X posts with Jamie, who speaks a lot of sense :)

JamieComeHome · 19/12/2011 13:14
Smile
NotJustForClassic · 19/12/2011 13:15

This reply has been deleted

Message withdrawn at poster's request.

MarthasHarbour · 19/12/2011 13:19

my DS had a toy thrown at him by a girl the same age yesterday, so it is not just the boys. again her mum was all softly saying 'darling dont do that' then showering her with praise when she apologised. getting the wrong kind of attention there i reckon - urgh

JamieComeHome · 19/12/2011 13:23

Oh yes, Martha. That's a good one.

DS2 was inclined to violence as a toddler, and I had to watch him like a hawk. He used to get a perverse reward from me getting too het up, so hoiking him away and making him sit down while I ignored him (or leaving) worked better than screeching .
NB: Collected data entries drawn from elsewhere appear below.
PR #5091, opened 2020-02-25
<NumberInput/> - Fix onChange type

simast:


src/NumberInput/index.d.ts
```diff
@@ -1,9 +1,11 @@
 import * as React from 'react';
 
+import { OmitPolyfill } from '../common';
 import {InputProps} from '../Input';
 
-export interface NumberInputProps extends InputProps {
+export type NumberInputProps = OmitPolyfill<InputProps, 'onChange'> & {
   strict?: boolean;
+  onChange?: (value: number) => void;
```
mosheKerbel:
```suggestion
  onChange?: (value: number | null) => void;
```
https://github.com/wix/wix-style-react/blob/62bc64a783678060db52a3657bf9165a4d12c991/src/NumberInput/NumberInput.js#L75

test/types/NumberInput.tsx
```diff
@@ -43,7 +43,7 @@ function NumberInputOldWithAllProps() {
       noLeftBorderRadius
       noRightBorderRadius
       onBlur={_ev => {}}
-      onChange={_ev => {}}
+      onChange={(value: number) => {}}
```
giladsegal: We need to see that typescript manages to infer the type of value + use `_` prefix so the linter won't complain about unused variable
```suggestion
      onChange={_value => {}}
```

simast: Hmm, I am not sure I agree with this - the test will not catch any issues if we leave untyped code like this. I could go to typings and change onChange argument type unintentionally and the tests would still say it's ok.

PR #5094, opened 2020-02-26
Improve Notification.ActionButton type definition

splintor:
Looking at the code, I realized that `Notification.ActionButton` isn't really a `ButtonWithAsProp` - it actually expose a very limited set of props, that depend on the `type` field.

This PR updates the types to reflect the actual way `ActionButton` works.


mosheKerbel:
thanks @splintor looks accurate 
@giladsegal would u mind taking a second look?
it looks like we use only specific props here, so it's wrong to expose more to the user:
https://github.com/wix/wix-style-react/blob/8c998e7a9de693b31614ff7f1e990e73b0882609/src/Notification/ActionButton/ActionButton.js#L20

PR #5099, opened 2020-02-26
(WSR 8) <LinearProgressBar/> - remove <Loadable/> and shouldLoadAsync prop

EgoziE:
Remove internal use of `<Loadable/>`

- Props:
  - removed `shouldLoadAsync`

Testkit:
  - removed `getTooltip`
  - removed `isTooltipShown`
  - changed `getTooltipErrorMessage` in driver (not uni) returns a `string` instead of a `Promise<string>`


src/LinearProgressBar/LinearProgressBar.js
```diff
@@ -57,40 +29,43 @@ class LinearProgressBar extends React.PureComponent {
...
+  errorMessage: PropTypes.string,
+
+  /** Use light theme instead of dark theme */
+  light: PropTypes.bool,
+
+  /** Use to display a percentage progress.*/
+  showProgressIndication: PropTypes.bool,
+
+  /** The number of the percentage progress */
+  value: PropTypes.number || PropTypes.string,
```
simast: 😬 let's fix this with `oneOfType`

src/StatusIndicator/StatusIndicator.uni.driver.js
```diff
@@ -3,28 +3,24 @@ import { tooltipDriverFactory } from '../Tooltip/TooltipNext/Tooltip.uni.driver'
...
 export const statusIndicatorDriverFactory = (base, body) => {
+  const tooltipDriver = tooltipDriverFactory(
+    base.$(`[data-hook="${dataHooks.tooltip}"]`),
+    body,
+  );
+
   return {
     ...baseUniDriverFactory(base, body),
 
+    tooltipDriver,
```
simast: I think we are trying to avoid exposing nested drivers? One way to solve this would be to use `StatusIndicator.private.uni.driver.js` for this - and use it internally with `LinearProgressBar`, but don't expose this from the new StatusIndicator component.

I might be not aware of the latest agreement here, is it ok to have nested drivers in new components?

EgoziE:
I talked with Shlomi
We decided to remove: `getTooltip` and `isTooltipShown` from testkit and not expose tooltip driver

PR #5101, opened 2020-02-26
Enable passing either x or y to PopoverMenu.moveBy

splintor:
In [our code](https://github.com/wix-private/sites-list/blob/master/src/client/pages/app/site-list/components/folder-actions-menu/component.tsx#L133), we pass either `x` or `y` to move `<PopoverMenu>` and with the new types, this fails, as it requires passing both `x` and `y`. This PR is meant to fix it (while also adding missing tests to beta `PopoverMenuNext`.


src/beta/PopoverMenu/index.d.ts
```diff
@@ -3,14 +3,15 @@ import {
...
+import { Offset } from '../../common';
 
 export interface PopoverMenuNextProps {
   triggerElement: React.ReactNode;
   children?: React.ReactNode;
   maxWidth?: number;
   minWidth?: number;
   zIndex?: number;
-  moveBy?: { x: number; y: number };
+  moveBy?: Offset;
```
simast: I would say let's just type it as:

```ts
moveBy?: { x?: number; y?: number };
```

This will match our PropType checks and other TS typings we currently have for the same prop (DropdownBase/Tooltip).

splintor: Don't we want to force users to specify at least one of `x` or `y`?

simast: Ideally yes, but we are not doing this right with other identical `moveBy` TypeScript types and PropType checks.

If you want to change this I think we should unify this everywhere (for both TypeScript and PropTypes). Alternatively consider using `moveBy?: { x?: number; y?: number };` right now so we don't have inconsistent definitions.

splintor: :+1:
(Mainly because I don't know how to require **at least one** in `PropType`.)

PR #5105, opened 2020-02-26
(WSR 8) <Page/> - Remove upgrade prop

EgoziE:
- Props:
  - removed `upgrade` - component is now upgraded by default


src/Page/docs/PageTestStoriesDeprecated.js
```diff
@@ -1,102 +0,0 @@
-import React from 'react';
```
simast: we should also remove this from `stories/e2e.js`:
https://github.com/wix/wix-style-react/blob/c73627a8765d2453a8ca6b63855cb20b31be78e8/stories/e2e.js#L8

src/Page/Page.js
```diff
@@ -542,8 +542,6 @@ Page.propTypes = {
 
   /** z-index of the Page */
   zIndex: PropTypes.number,
-  /** When true the page will use height: 100% and not require a parent of `display: flex;flex-flow: column;`. Also Page.Content's may grow using `min-height: inherit`. Supports Page.Sticky. New header minimization approach.*/
-  upgrade: PropTypes.bool, // This Upgrade prop is only for documentation, the actual use is in index.js
```
simast: let's also clean up another `upgrade` prop passed to PageHeader in this file:
https://github.com/wix/wix-style-react/blob/c73627a8765d2453a8ca6b63855cb20b31be78e8/src/Page/Page.js#L299

src/PageHeader/PageHeader.scss
```diff
@@ -90,10 +90,7 @@ See: https://css-tricks.com/flexbox-truncated-text/#article-header-id-3 */
     height: 30px;
     margin-top: 6px;
     margin-left: auto;
-
-    &.animationEnabled {
-      transition: margin 0.2s cubic-bezier(0.4, 0, 0.2, 1);
-    }
+    transition: margin 0.2s cubic-bezier(0.4, 0, 0.2, 1);
```
simast: Hmm, we were only applying this animation for the old (non upgraded) Page before. Are we enabling this for the new page as well?

EgoziE: I asked UX, disabling animation for now, we might add this in the future

PR #5111, opened 2020-02-26
sync ts test

mosheKerbel:
sync ts test

### 🔦 Summary

...

### ✅ Checklist

- 📚 Change is documented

I always apologised to the other parent/child if he did manage to hit another child, though

Birdsnotbees · 19/12/2011 13:25

Jamie and Cailin - you know what, thank you. May the force be with you as well... Smile

christine aw, thanks. I am so, so proud of my DS. He is an absolute treasure - we get a lot of comments about how well-behaved he is, what good company he is, and I can take him anywhere. He has his moments like all of them but I think he's bloody wonderful. I worry so much that he will be bullied, he's had a few other kids push him about a bit at school but I've taught him to say very loudly 'you're not my friend anymore' to them and to tell a teacher, which seems to have worked.

Thanks everyone. I feel bloody awful about this, have been in tears at my bloody crapness at not standing up for the person in the world I love and adore the most. How crap am I? But I will not let this happen again, even if every bone in my passive little body is saying 'keep your head down!'. Bollocks to it. The boy comes first.